L’ironia aggredisce, ferisce, distrugge anche; l’umorismo è indulgente, benevolo, compassionevole. Ma come l’ironia, il riso e il comico, l’umorismo prende le distanze dal soggetto, non per una reazione di difesa né per un senso di disprezzo o di rifiuto, ma per una nuova dimensione in esso scoperta. Agli occhi dell’umorista certi eventi o persone assumono aspetti diversi, capaci di suscitare nuovi punti di vista e di significato. Così una situazione seria si trasforma in una situazione buffa, e viceversa, in un’atmosfera di simpatia che avvicina le persone, le comprende, le affratella. Per realizzare tale spostamento di piani e acquistare questa nuova intelligenza, l’umorista deve poter disporre «di una certa saggezza umana, frutto di esperienza, e di una notevole capacità di osservazione sugli altri e su se stessi. Diciamo, se si preferisce, che nasconde un giudizio implicito, fondato su una concezione dell’uomo e dell’esistenza umana. Ciò probabilmente spiega perché il bambino è incapace di humour».

Se l’umorismo fiorisce su una determinata concezione dell’uomo e dell’esistenza, bisogna dire che il cristianesimo ne è la sua più piena e più ricca espressione. Non per nulla Kierkegaard considera l’umorismo come l’estrema approssimazione dell’umano a ciò che è propriamente religioso-cristiano. C’è anche chi sostiene che soltanto nel cristianesimo è possibile una piena forma di humour.

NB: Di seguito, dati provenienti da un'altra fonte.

PR #171, opened 2020-05-20
fix: InvalidReturnValueError

ronag:


lib/client.js
```diff
@@ -422,10 +426,9 @@ class Client extends EventEmitter {
         return
       }
 
-      if (!body) {
-        // TODO: InvalidReturnValueError?
+      if (!body || typeof body.pipe !== 'function') {
         if (!ret.destroyed) {
-          ret.destroy(new InvalidArgumentError('invalid body'))
+          ret.destroy(new InvalidReturnValueError('invalid body'))
```
delvedor, line 431: I would write a more descriptive error message, as the user might not understand what's going on here.

ronag: How about now?

PR #174, opened 2020-05-20
perf: optimize stream.pipeline

ronag:
- Make req Readable instead of PassThrough.
- Bypass Duplex writable buffering.

Brings stream.pipeline to parity with stream.requests.

### DIFF
--- a/lib/client.js
+++ b/lib/client.js
@@ -27,6 +27,7 @@ const {
   kUrl,
   kWriting,
   kQueue,
+  kResume,
   kTimeout,
   kTLSOpts,
   kClosed,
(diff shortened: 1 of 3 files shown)


lib/client.js
```diff
@@ -360,22 +361,40 @@ class Client extends EventEmitter {
...
+        this._read()
+        callback(err)
+      }
+    })
     let res
     let body
 
     const ret = new Duplex({
       autoDestroy: true,
+      writableHighWaterMark: 1,
```
ronag, line 383: This will disable buffering in `Writable` and always pick the fast path.

PR #176, opened 2020-05-23
fix: close semantics

ronag:
https://github.com/mcollina/undici/issues/175

### DIFF
--- a/lib/client.js
+++ b/lib/client.js
@@ -637,8 +637,8 @@ class Client extends EventEmitter {
     }
   }
 
-  close (cb) {
-    if (cb === undefined) {
+  close (callback) {
+    if (callback === undefined) {
       return new Promise((resolve, reject) => {
         this.close((err, data) => {
           return err ? reject(err) : resolve(data)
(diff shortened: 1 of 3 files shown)


lib/client.js
```diff
@@ -621,17 +644,31 @@ class Client extends EventEmitter {
...
+        callback(err, null)
+      }
+    }
+
     this[kClosed] = true
+    this[kOnDestroyed].push(onDestroyed)
+
+    for (const request of this[kQueue].slice(this[kInflight])) {
+      if (request.signal) {
+        request.signal.on('error', onDestroyed)
```
ronag, line 664: should this still wait for the socket to be destroyed before invoking the callback?

ronag:
I'm struggling with this. It's rather complicated.

I don't think the semantics of:

```js
const requests = makeLotsOfRequests()
await Promise.all(requests)
```

Is correct either since it doesn't actually wait for the responses.

We have to wait for the response (if exists) to complete as well.

ronag:
@mcollina: Much of the difficult here lies with propagating the errors... would it be an option that `close(callback)` does not propagate errors? i.e. it just closes the client for further requests and waits for all requests to complete, whether they error or not.

Essentially it would be:

```js
Promise.allSettled(...)
  .then(() => callback(null))
  .catch((err) => callback(err))
```

mcollina:
ok for me

ronag:
this is ready for review

PR #275, opened 2020-07-30
add support for keep-alive timeout server hint

ronag:


ronag:
@szmarczak

ronag:
https://github.com/nodejs/node/issues/34560

lib/client.js
```diff
@@ -435,12 +439,23 @@ class Parser extends HTTPParser {
...
 
+    if (headers['keep-alive']) {
+      const m = headers['keep-alive'].match(/timeout=(\d+)/)
+      if (m) {
+        const keepAliveTimeout = parseInt(m[1]) * 1000
+        // Set timeout to half of hint to account for timing inaccuracies.
+        client[kKeepAliveTimeout] = Math.min(keepAliveTimeout / 2, client[kIdleTimeout])
+      }
+    } else {
+      client[kKeepAliveTimeout] = client[kIdleTimeout]
```
szmarczak, line 450: Is this line necessary?

lib/client.js
```diff
@@ -435,12 +439,23 @@ class Parser extends HTTPParser {
       return true
     }
 
+    if (headers['keep-alive']) {
+      const m = headers['keep-alive'].match(/timeout=(\d+)/)
```
szmarczak, line 443: Maybe let's define the regex at the top of the file, so we don't have to generate it every time?

lib/client.js
```diff
@@ -435,12 +439,23 @@ class Parser extends HTTPParser {
...
+      if (m) {
+        const keepAliveTimeout = parseInt(m[1]) * 1000
+        // Set timeout to half of hint to account for timing inaccuracies.
+        client[kKeepAliveTimeout] = Math.min(keepAliveTimeout / 2, client[kIdleTimeout])
```
szmarczak, line 447: `/ 2` seems to be too much. Why not `keepAliveTimeout - 100`? That should be pretty accurate even on slow machines.

lib/client.js
```diff
@@ -435,12 +439,23 @@ class Parser extends HTTPParser {
       return true
     }
 
+    if (headers['keep-alive']) {
+      const m = headers['keep-alive'].match(/timeout=(\d+)/)
+      if (m) {
+        const keepAliveTimeout = parseInt(m[1]) * 1000
```
szmarczak, line 445: What about `Number(m[1])`?

lib/client.js
ronag: > so we don't have to generate it every time?

I think v8 optimizes it out as a constant?

lib/client.js
ronag: I think so. If the server does not provide a hint for subsequent requests I think we should fallback to the idle timeout option.

lib/client.js
szmarczak: I have no deep idea about V8 optimizations.

The only thing I know is just that lambdas should be faster :P

lib/client.js
szmarczak: But you already set this at line 137, no?

lib/client.js
ronag: lambdas?

szmarczak: In general. I don't know anything 'bout V8 optimizes variables.

lib/client.js
ronag: Not sure I follow. Line 447 will override line 137.

szmarczak: I mean line 450 is the same as 137.

ronag: no, 137 is in the constructor, the value might have been changed due to a response, however if a following response does not have a keep-alive hint it should go back.

szmarczak: Ah, I get it now :D

PR #279, opened 2020-07-30
fix: set default idle timeout to 4 seconds

ronag:
Node HTTP server seem to have a default of 5 seconds and
we should be below that.

Fixes: https://github.com/mcollina/undici/issues/276

### DIFF
--- a/lib/client.js
+++ b/lib/client.js
@@ -133,7 +133,7 @@ class Client extends EventEmitter {
     this[kUrl] = url
     this[kSocketPath] = socketPath
     this[kSocketTimeout] = socketTimeout == null ? 30e3 : socketTimeout
-    this[kIdleTimeout] = idleTimeout == null ? 30e3 : idleTimeout
+    this[kIdleTimeout] = idleTimeout == null ? 4e3 : idleTimeout
     this[kKeepAliveTimeout] = this[kIdleTimeout]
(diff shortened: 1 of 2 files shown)


ronag:
@szmarczak

lib/client.js
```diff
@@ -442,9 +442,12 @@ class Parser extends HTTPParser {
     if (headers['keep-alive']) {
       const m = headers['keep-alive'].match(/timeout=(\d+)/)
       if (m) {
-        const keepAliveTimeout = Number(m[1]) * 1000
-        // Set timeout to half of hint to account for timing inaccuracies.
-        client[kKeepAliveTimeout] = Math.min(keepAliveTimeout - 500, client[kIdleTimeout])
+        let keepAliveTimeout = Number(m[1]) * 1000
+        keepAliveTimeout = keepAliveTimeout > 2000 ? keepAliveTimeout - 1000 : keepAliveTimeout / 2
```
ronag, line 446: We do 1s as to take into account bad rounding from ms to s on server side.

ronag:
> lgtm. I'm not 100% conviced about this, as keeping it alive for a long time is typically worthwhile.

Not convinced either... but not sure what the option is... both Node and Cloudfront seem to have quite short keep alive times.

mcollina:
Let's go for it

PR #282, opened 2020-07-31
fix: pass socketPath in pool

### LINKED ISSUE #281: `socketPath` not being passed into `Client` from `Pool`
As in the [unix domain sockets test](https://github.com/mcollina/undici/blob/25ce5c740cc4845ccaf392af72ee2b79d429a77b/test/unix.js#L23), the `Client` gets passed in the `socketPath` like so:
```ts
const client = new Client({
  hostname: 'localhost',
  protocol: 'http:'
}, {
  socketPath: '/var/tmp/test3.sock'
})
```

However, in the `Pool` implementation, that arg is not passed in:
https://github.com/mcollina/undici/blob/master/lib/pool.js#L27

It looks like this would be a small patch, making sure, that the `socketPath` argument is being passed from `Pool` down to `Client`.

timsuchanek:
Closes #281

### DIFF
--- a/lib/pool.js
+++ b/lib/pool.js
@@ -16,7 +16,8 @@ class Pool {
     socketTimeout,
     requestTimeout,
     pipelining,
-    tls
+    tls,
+    socketPath
   } = {}) {
     if (connections != null && (!Number.isFinite(connections) || connections <= 0)) {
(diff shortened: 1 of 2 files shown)


ronag:
Thanks!

PR #285, opened 2020-07-31
feat: upgrade support

ronag:
```js
client.upgrade({
  path: '/',
  method: 'GET',
  protocol: 'Websocket'
}, (err, data) => {
  const { headers, socket } = data
})
```

```js
client.connect({
  path: '/'
}, (err, data) => {
  const { statusCode, headers, socket } = data
})
```

### DIFF
--- a/lib/client.js
+++ b/lib/client.js
@@ -430,7 +430,7 @@ class Parser extends HTTPParser {
 
     assert(Number.isFinite(ret))
 
-    if (this.upgrade) {
+    if (this.upgrade && !this.socket.destroyed) {
       const { socket, client, headers, statusCode } = this
       const request = client[kQueue][client[kRunningIdx]]
 
--- a/lib/client.js
+++ b/lib/client.js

In verità, esaminando attentamente la questione, si approda alla convinzione che cristianesimo e umorismo vanno perfettamente d’accordo, anche se, a prima vista, parrebbe vero il contrario.

Nonostante qualche accenno, il principale lavoro teologico sulla commedia è stato effettuato soltanto di recente, e può riassumersi nella nozione che sia per il cristianesimo sia per la sensibilità comica nulla va preso troppo sul serio. Il mondo è importante, ma non in modo assoluto.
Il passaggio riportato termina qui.